De la gratuité PDF

De l’école au collège : de la gratuité PDF changements ? Que faire après la seconde ?


Par tradition, la « culture de la gratuité » est associée à l’envers du marché, à un mode alternatif de penser les échanges, à des démarches d’émancipation sociale, au don. Mais elle subit aujourd’hui de puissants effets de brouillage. Le développement d’Internet entremêle inextricablement vraies et fausses gratuités. Les stratégies marketing annexent sans complexe l’attrait du mot « gratuit ». Les télévisions ou les journaux « gratuits » sont le cheval de Troie du tout-marchand publicitaire, alors que de grandes gratuités sociales comme l’école publique ou l’assurance maladie subissent une crise grave et que la mécanique du profit semble occuper tout l’horizon.

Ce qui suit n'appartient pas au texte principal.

PR #289, opened 2017-03-06
Fixes #18005 - Fix Hammer-cli current user password update

dhlavac:


ares:
[test]

lib/hammer_cli_foreman/user.rb
```diff
@@ -89,6 +89,25 @@ class UpdateCommand < HammerCLIForeman::UpdateCommand
       failure_message _("Could not update the user")
 
       include CommonUpdateOptions
+
+      option "--current-password", "CURRENT_PW", " "
+      option "--ask-current-password", "ASK_CURRENT_PW", " ",:format => HammerCLI::Options::Normalizers::Bool.new
+
+      def self.ask_current_password
+        prompt = _("Enter User's current password :") + " "
```
tstrachota: Lower 'u' in "User's" and remove space in front of the colon please.

tstrachota:
I played with the command and found some usability issues that are worth improving:
1. We should enable asking for a new password interactively too. I propose to replace `--ask-current-password` with `--ask-password` and use it for both values:
    * `!option_password && option_ask_password` => ask for new password interactively
       (similar behaviour should apply to `user create` btw)
    * `!option_current_password && option_ask_password` => ask for the current password interactively
2. When a user without admin permissions attempts to change password without entering the current one, server replies with error "Current password Incorrect password". I think it's not that obvious what a user should do in such case.

I propose to detect whether the current user (the one that authenticates from hammer) has admin permissions and check whether current password is present if the user isn't an admin.
Something like:
```ruby
      def current_user
        HammerCLIForeman.foreman_api_connection.resource(:users).call(:show, :id => HammerCLIForeman.foreman_api_connection.authenticator.user(true))
      end

      def validate_options
        super
        if !options['option_ask_password'] && options['option_password'] && !current_user['admin']
          validator.option(:option_current_password).required
        end
      end
```
This would require change in `InteractiveBasicAuth` authenticator to ask for a user when `true` is passed to its `#user` method.

tstrachota:
Note for other potential reviewers:
This PR requires https://github.com/theforeman/foreman/pull/4359 (+ running `rake apipie:cache`) to work properly.

dhlavac:
@tstrachota changes done, can you look at that

lib/hammer_cli_foreman/user.rb
```diff
@@ -89,6 +105,20 @@ class UpdateCommand < HammerCLIForeman::UpdateCommand
       failure_message _("Could not update the user")
 
       include CommonUpdateOptions
+
+      def request_params
+        params = super
+        require 'pry'
+        #binding.pry
```
tstrachota: Some leftovers after debugging

dhlavac:
@tstrachota removed debug code

tstrachota:
[test]

dhlavac:
@tstrachota It should works now, can you please look at that and run test ?

ares:
[test]

ares:
tests are green, what do you think @tstrachota ?

tstrachota:
Btw for users without a role `Viewer` the workflow fails on "User not found". This is caused by http://projects.theforeman.org/issues/20112 The issue can be fixed separately. No need to block this PR.

dhlavac:
@tstrachota comments resolved and added some more tests. Please look for that if test coverage is enough

ares:
add to PR whitelist

ares:
[test]

lib/hammer_cli_foreman/api/session_authenticator_wrapper.rb
```diff
@@ -62,7 +62,7 @@ def response(r)
         @authenticator.response(r)
       end
 
-      def user
+      def user(ask=nil)
         @authenticator.user if @authenticator.respond_to?(:user)
```
tstrachota: Please pass `ask` to the encapsulated authenticator

tstrachota:
@dhlavac one more note and then I'd say we can merge

xprazak2:
[test]

tstrachota:
[test]

tstrachota:
:+1: this is ready to merge when the tests are green (the failure is unrelated).
Good job @dhlavac !

PR #295, opened 2017-04-03
fixes #19134 - add vlan id field to subnet

timogoebel:


ares:
:+1: from me, works fine

tstrachota:
Thanks @timogoebel 
We already have that field defined for the `info` command, which inherits the field definition from `list` (https://github.com/timogoebel/hammer-cli-foreman/blob/7ec4ca90252ec3babb87ee70520e440af0914d8c/lib/hammer_cli_foreman/subnet.rb#L31). Can you please remove vlan id from `info` in your commit to prevent it from being printed twice? We should probably also keep the label in capitals for backward compatibility.

timogoebel:
@tstrachota : Updated. Thanks. Did not spot that...

ares:
oh I missed that but I can confirm that it now displays just once

tstrachota:
Thank you @timogoebel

Quels enjeux de civilisation couvent sous cette question ? À quel prix peut-on encore dire avec Bruce Sterling: « Gratuit comme l’air, l’eau… gratuit comme la connaissance » ? Jean-Louis Sagot-Duvauroux tente de répondre à ces questions et propose une éthique de la gratuité.

Que faire après le baccalauréat ? Le système d’enseignement français est fondé sur de grands principes, certains inspirés de la Révolution de 1789, de lois votées entre 1881 et 1889 et sous les IVe et Ve Républiques ainsi que de la Constitution du 4 octobre 1958 : « l’organisation de l’enseignement public obligatoire gratuit et laïque à tous les degrés est un devoir de l’État « . 59-1557 du 31 décembre 1959 sur la liberté de l’enseignement et les rapports avec l’enseignement privé. La réglementation des examens se fait à l’échelle nationale.

La gratuité Le principe de gratuité de l’enseignement primaire public a été posé dès la fin du XIXe siècle par la loi du 16 juin 1881. La gratuité a été étendue à l’enseignement secondaire par la loi du 31 mai 1933. Les manuels scolaires sont gratuits jusqu’à la classe de troisième, ainsi que les matériels et fournitures à usage collectif. Dans les lycées, les manuels sont le plus souvent à la charge des familles. L’enseignement public est laïque depuis les lois du 28 mars 1882 et du 30 octobre 1886.

Elles instaurent l’obligation d’instruction et la laïcité des personnels et des programmes. L’importance de la laïcité dans les valeurs scolaires républicaines a été accentuée par la loi du 9 décembre 1905 instaurant la laïcité de l’État. La liberté religieuse a conduit à instituer une journée libre par semaine laissant du temps pour l’enseignement religieux en dehors de l’école. Cette obligation s’applique à partir de 6 ans, pour tous les enfants français ou étrangers résidant en France. 13 ans, puis 14 ans à partir de la loi du 9 août 1936.

59-45 du 6 janvier 1959, elle a été prolongée jusqu’à l’âge de 16 ans révolus. Le domaine de l’éducation est régi par des principes fondamentaux dont certains sont formulés dans la Constitution de la République, d’autres par la loi. L’ensemble des textes réglementaires concernant l’éducation sont réunis dans le code de l’éducation. La loi Goblet du 30 octobre 1886 parachève les lois Jules Ferry en confiant à un personnel exclusivement laïque l’enseignement dans les écoles publiques, remplaçant les instituteurs congrégationnistes. Jules Ferry élabore aussi quelques lois concernant l’éducation des femmes. C’est une obligation d’instruction et non de scolarisation, l’article 4 indiquant que l’instruction peut être donnée dans les établissements d’instruction, les écoles publiques ou libres ou dans les familles. L’école elle-même n’a donc jamais été obligatoire ni dépendante.